◆ **Stored records**
PR #1716, opened 2017-10-15
Generic/MultipleStatementAlignment: fix fatal error

jrfnl:
Eighth fix in a series to fix the issues found.

In certain cases, it was possible for the `$expected` padding to become less than zero, leading to the following fatal error during fixing:
`str_repeat(): Second argument has to be greater than or equal to 0 in phpcs/src/Standards/Generic/Sniffs/Formatting/MultipleStatementAlignmentSniff.php on line 293`

This PR fixes that.

Includes unit tests.


jrfnl:

PR #2596, opened 2019-08-29
Fix tokenizer scope resolution for inline statements followed by an anonymous block

ht-bs:
A case like the following was not picked up by the InlineControlStructureSniff because the scope resolution in the tokenizer fails to recognize that the curly braces are not related to the foreach.

```
foreach ([] as $a)
echo 'bar';
{
    echo 'baz';
} 
```

Since all tests are working I expect that this is not a breaking change.


gsherwood:
Thanks for reporting this, but the fix needed to be made in the tokenizer itself as the incorrectly assigned curly braces cause issues for other sniffs as well. I've committed a fix for the core issue.

Thanks a lot for reporting the issue. I used your code sample in the unit tests.

PR #2601, opened 2019-09-05
Squiz.WhiteSpace.FunctionSpacing incorrect fix when spacing is 0

JanGalek:
Fix this usecase:

Settings
------------
spacing: 0
spacingBeforeFirst: 0
spacingAfterLast: 0

Code:
```php
<?php
declare(strict_types = 1);

namespace Nette\CodingStandard\Examples;

interface OneBlankLineBeforeFirstFunctionClassInterface
{


    /** @return mixed */
    public function interfaceMethod();
}
```

it was returning this:
```php
<?php
declare(strict_types = 1);

namespace Nette\CodingStandard\Examples;

interface OneBlankLineBeforeFirstFunctionClassInterface
{/** @return mixed */
    public function interfaceMethod();
}
```

it return now correct this:

```php
<?php
declare(strict_types = 1);

namespace Nette\CodingStandard\Examples;

interface OneBlankLineBeforeFirstFunctionClassInterface
{
    /** @return mixed */
    public function interfaceMethod();
}
```

### DIFF
--- a/src/Standards/Squiz/Sniffs/WhiteSpace/FunctionSpacingSniff.php
+++ b/src/Standards/Squiz/Sniffs/WhiteSpace/FunctionSpacingSniff.php
@@ -310,7 +310,7 @@ class FunctionSpacingSniff implements Sniff
                 if ($nextSpace === false) {
                     $nextSpace = ($stackPtr - 1);
                 }
-                
+
                 if ($requiredSpacing === 0) {
                     $nextSpace++;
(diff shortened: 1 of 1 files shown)


gsherwood:
Thanks a lot for this report and PR. I ended up fixing this is a slightly different way so that it reflects how many of the other sniffs solve this problem, which is just to ignore any content of the same line as prevContent.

◆ **Exercise instructions**
Transcribe the data above in full, exactly.

◆ **The answer**
PR #1716, opened 2017-10-15
Generic/MultipleStatementAlignment: fix fatal error

jrfnl:
Eighth fix in a series to fix the issues found.

In certain cases, it was possible for the `$expected` padding to become less than zero, leading to the following fatal error during fixing:
`str_repeat(): Second argument has to be greater than or equal to 0 in phpcs/src/Standards/Generic/Sniffs/Formatting/MultipleStatementAlignmentSniff.php on line 293`

This PR fixes that.

Includes unit tests.


jrfnl:

PR #2596, opened 2019-08-29
Fix tokenizer scope resolution for inline statements followed by an anonymous block

ht-bs:
A case like the following was not picked up by the InlineControlStructureSniff because the scope resolution in the tokenizer fails to recognize that the curly braces are not related to the foreach.

```
foreach ([] as $a)
echo 'bar';
{
    echo 'baz';
} 
```

Since all tests are working I expect that this is not a breaking change.


gsherwood:
Thanks for reporting this, but the fix needed to be made in the tokenizer itself as the incorrectly assigned curly braces cause issues for other sniffs as well. I've committed a fix for the core issue.

Thanks a lot for reporting the issue. I used your code sample in the unit tests.

PR #2601, opened 2019-09-05
Squiz.WhiteSpace.FunctionSpacing incorrect fix when spacing is 0

JanGalek:
Fix this usecase:

Settings
------------
spacing: 0
spacingBeforeFirst: 0
spacingAfterLast: 0

Code:
```php
<?php
declare(strict_types = 1);

namespace Nette\CodingStandard\Examples;

interface OneBlankLineBeforeFirstFunctionClassInterface
{


    /** @return mixed */
    public function interfaceMethod();
}
```

it was returning this:
```php
<?php
declare(strict_types = 1);

namespace Nette\CodingStandard\Examples;

interface OneBlankLineBeforeFirstFunctionClassInterface
{/** @return mixed */
    public function interfaceMethod();
}
```

it return now correct this:

```php
<?php
declare(strict_types = 1);

namespace Nette\CodingStandard\Examples;

interface OneBlankLineBeforeFirstFunctionClassInterface
{
    /** @return mixed */
    public function interfaceMethod();
}
```

### DIFF
--- a/src/Standards/Squiz/Sniffs/WhiteSpace/FunctionSpacingSniff.php
+++ b/src/Standards/Squiz/Sniffs/WhiteSpace/FunctionSpacingSniff.php
@@ -310,7 +310,7 @@ class FunctionSpacingSniff implements Sniff
                 if ($nextSpace === false) {
                     $nextSpace = ($stackPtr - 1);
                 }
-                
+
                 if ($requiredSpacing === 0) {
                     $nextSpace++;
(diff shortened: 1 of 1 files shown)


gsherwood:
Thanks a lot for this report and PR. I ended up fixing this is a slightly different way so that it reflects how many of the other sniffs solve this problem, which is just to ignore any content of the same line as prevContent.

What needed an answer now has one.